Task details: Examine the records below. Report how many of their lines contain the word "future", with no other content.

Collected data entries
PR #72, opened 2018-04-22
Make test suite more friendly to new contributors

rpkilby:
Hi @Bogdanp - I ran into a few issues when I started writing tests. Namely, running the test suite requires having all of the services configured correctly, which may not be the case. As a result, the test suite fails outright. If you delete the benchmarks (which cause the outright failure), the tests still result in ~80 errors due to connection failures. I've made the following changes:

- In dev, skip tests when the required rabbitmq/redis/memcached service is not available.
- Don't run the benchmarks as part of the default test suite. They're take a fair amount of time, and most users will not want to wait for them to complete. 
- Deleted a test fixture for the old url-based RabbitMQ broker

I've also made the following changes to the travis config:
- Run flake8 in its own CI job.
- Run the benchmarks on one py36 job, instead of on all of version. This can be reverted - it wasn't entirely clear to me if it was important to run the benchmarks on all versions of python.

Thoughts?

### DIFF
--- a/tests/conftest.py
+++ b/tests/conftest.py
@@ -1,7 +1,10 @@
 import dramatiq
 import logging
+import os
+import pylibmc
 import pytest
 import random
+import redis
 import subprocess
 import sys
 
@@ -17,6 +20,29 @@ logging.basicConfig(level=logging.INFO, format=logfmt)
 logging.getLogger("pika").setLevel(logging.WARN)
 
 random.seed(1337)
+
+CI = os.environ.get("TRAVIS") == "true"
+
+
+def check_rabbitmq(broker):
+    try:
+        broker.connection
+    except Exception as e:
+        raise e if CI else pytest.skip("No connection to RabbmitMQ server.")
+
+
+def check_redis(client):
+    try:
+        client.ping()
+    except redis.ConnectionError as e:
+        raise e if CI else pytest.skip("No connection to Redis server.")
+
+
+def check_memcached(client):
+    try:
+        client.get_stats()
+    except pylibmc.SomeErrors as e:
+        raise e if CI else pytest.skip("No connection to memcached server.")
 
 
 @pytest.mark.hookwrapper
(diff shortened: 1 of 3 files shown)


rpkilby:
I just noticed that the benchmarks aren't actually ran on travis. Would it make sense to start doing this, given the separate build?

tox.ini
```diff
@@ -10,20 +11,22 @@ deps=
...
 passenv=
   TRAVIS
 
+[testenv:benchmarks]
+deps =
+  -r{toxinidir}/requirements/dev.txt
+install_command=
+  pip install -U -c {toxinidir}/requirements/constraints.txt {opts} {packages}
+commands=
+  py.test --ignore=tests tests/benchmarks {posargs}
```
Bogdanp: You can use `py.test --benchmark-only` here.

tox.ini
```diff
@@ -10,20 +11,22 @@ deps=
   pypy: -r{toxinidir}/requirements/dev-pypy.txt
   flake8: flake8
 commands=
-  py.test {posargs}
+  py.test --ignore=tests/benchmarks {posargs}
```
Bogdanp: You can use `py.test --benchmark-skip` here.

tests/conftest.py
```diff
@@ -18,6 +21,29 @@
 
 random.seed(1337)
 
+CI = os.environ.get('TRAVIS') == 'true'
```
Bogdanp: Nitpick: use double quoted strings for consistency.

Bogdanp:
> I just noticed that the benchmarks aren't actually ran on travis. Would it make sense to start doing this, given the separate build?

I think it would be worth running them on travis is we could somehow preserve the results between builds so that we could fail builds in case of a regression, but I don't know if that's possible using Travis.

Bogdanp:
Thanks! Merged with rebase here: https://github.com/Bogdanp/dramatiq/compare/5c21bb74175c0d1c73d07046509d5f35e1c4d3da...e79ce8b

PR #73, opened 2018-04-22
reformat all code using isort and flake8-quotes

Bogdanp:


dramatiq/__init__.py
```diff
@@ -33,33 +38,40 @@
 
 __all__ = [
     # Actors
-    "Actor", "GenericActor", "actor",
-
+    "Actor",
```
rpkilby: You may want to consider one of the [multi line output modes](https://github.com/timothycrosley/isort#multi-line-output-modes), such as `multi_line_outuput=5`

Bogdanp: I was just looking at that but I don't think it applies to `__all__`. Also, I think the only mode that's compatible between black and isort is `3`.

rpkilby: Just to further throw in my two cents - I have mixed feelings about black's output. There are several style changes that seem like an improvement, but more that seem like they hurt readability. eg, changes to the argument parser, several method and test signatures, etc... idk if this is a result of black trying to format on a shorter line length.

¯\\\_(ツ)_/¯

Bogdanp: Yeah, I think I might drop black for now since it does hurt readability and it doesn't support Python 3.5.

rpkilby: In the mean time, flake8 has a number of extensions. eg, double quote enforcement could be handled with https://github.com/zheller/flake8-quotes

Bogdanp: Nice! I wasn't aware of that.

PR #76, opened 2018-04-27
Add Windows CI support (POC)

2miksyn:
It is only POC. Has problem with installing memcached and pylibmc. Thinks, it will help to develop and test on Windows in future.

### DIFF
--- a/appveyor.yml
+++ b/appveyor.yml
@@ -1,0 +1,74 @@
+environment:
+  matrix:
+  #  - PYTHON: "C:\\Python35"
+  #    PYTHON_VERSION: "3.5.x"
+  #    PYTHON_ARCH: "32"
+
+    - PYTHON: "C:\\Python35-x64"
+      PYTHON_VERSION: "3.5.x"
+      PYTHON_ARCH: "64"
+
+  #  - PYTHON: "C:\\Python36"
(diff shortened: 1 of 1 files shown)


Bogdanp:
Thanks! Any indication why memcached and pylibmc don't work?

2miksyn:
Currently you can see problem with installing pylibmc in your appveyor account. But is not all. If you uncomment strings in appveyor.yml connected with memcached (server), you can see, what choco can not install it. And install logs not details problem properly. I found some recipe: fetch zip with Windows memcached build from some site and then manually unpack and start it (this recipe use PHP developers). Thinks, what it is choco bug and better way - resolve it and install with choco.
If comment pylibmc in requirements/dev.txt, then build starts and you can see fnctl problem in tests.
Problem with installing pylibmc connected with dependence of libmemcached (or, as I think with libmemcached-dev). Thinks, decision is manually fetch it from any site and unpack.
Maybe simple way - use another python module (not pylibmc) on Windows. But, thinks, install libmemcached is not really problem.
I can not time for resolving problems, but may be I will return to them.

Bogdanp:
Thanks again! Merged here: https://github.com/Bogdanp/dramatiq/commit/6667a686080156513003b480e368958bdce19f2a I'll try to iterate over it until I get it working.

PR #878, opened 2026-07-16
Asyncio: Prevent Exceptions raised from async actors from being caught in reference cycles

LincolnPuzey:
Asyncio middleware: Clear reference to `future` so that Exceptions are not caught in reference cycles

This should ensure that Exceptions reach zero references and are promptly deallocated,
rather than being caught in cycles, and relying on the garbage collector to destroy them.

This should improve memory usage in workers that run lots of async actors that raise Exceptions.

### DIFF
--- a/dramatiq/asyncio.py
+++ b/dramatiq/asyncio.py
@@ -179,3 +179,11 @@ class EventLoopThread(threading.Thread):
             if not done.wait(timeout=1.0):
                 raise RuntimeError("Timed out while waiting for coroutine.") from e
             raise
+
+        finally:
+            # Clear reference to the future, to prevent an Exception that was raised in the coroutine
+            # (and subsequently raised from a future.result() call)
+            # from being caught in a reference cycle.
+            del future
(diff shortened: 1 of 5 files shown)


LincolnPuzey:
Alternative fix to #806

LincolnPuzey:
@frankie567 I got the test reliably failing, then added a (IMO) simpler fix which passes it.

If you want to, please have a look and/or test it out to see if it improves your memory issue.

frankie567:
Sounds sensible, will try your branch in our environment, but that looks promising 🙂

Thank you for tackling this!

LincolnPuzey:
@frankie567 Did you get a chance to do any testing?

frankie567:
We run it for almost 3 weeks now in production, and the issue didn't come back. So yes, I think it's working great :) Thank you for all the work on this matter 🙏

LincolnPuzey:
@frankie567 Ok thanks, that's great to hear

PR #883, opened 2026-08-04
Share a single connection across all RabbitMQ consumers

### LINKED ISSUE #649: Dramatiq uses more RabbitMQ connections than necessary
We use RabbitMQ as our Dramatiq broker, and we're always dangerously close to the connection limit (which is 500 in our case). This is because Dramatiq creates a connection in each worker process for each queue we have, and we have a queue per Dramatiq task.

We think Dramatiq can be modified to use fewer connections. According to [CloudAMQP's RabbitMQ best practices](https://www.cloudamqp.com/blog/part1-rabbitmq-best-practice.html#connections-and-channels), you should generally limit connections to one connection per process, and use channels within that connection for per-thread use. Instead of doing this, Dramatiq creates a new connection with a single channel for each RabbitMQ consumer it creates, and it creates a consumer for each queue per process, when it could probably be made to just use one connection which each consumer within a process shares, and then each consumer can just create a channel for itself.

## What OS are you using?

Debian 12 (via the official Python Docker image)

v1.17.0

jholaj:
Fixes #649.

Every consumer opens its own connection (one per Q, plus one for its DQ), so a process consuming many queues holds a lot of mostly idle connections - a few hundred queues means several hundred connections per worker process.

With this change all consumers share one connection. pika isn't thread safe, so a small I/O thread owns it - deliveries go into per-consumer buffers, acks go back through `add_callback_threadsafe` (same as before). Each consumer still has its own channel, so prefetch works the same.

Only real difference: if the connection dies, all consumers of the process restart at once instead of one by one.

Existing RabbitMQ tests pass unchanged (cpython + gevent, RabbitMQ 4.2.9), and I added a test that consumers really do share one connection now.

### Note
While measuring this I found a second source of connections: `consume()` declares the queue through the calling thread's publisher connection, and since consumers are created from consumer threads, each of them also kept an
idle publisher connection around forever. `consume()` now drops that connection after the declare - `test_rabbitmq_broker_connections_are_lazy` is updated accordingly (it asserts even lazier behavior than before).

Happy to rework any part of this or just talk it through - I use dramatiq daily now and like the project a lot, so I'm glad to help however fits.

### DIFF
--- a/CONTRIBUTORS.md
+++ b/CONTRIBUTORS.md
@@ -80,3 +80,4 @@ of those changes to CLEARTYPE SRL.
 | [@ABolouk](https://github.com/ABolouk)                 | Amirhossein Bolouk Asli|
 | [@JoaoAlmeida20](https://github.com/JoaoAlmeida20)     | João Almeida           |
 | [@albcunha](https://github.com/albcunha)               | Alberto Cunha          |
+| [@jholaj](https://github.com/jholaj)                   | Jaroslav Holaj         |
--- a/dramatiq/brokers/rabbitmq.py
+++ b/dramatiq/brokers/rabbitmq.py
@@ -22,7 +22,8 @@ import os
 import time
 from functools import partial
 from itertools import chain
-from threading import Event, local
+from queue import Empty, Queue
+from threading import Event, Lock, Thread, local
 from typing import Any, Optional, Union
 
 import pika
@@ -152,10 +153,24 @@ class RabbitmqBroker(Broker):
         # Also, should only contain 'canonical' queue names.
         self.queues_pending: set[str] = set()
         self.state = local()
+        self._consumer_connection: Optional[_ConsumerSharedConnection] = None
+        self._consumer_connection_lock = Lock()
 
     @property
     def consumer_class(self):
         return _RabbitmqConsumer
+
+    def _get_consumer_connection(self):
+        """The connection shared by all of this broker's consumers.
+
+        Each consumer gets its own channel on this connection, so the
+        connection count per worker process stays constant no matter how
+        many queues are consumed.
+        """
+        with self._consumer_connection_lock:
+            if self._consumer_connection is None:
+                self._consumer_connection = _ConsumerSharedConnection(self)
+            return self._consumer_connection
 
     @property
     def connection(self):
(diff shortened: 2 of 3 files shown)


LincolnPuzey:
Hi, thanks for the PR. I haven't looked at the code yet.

Response for this exercise: 5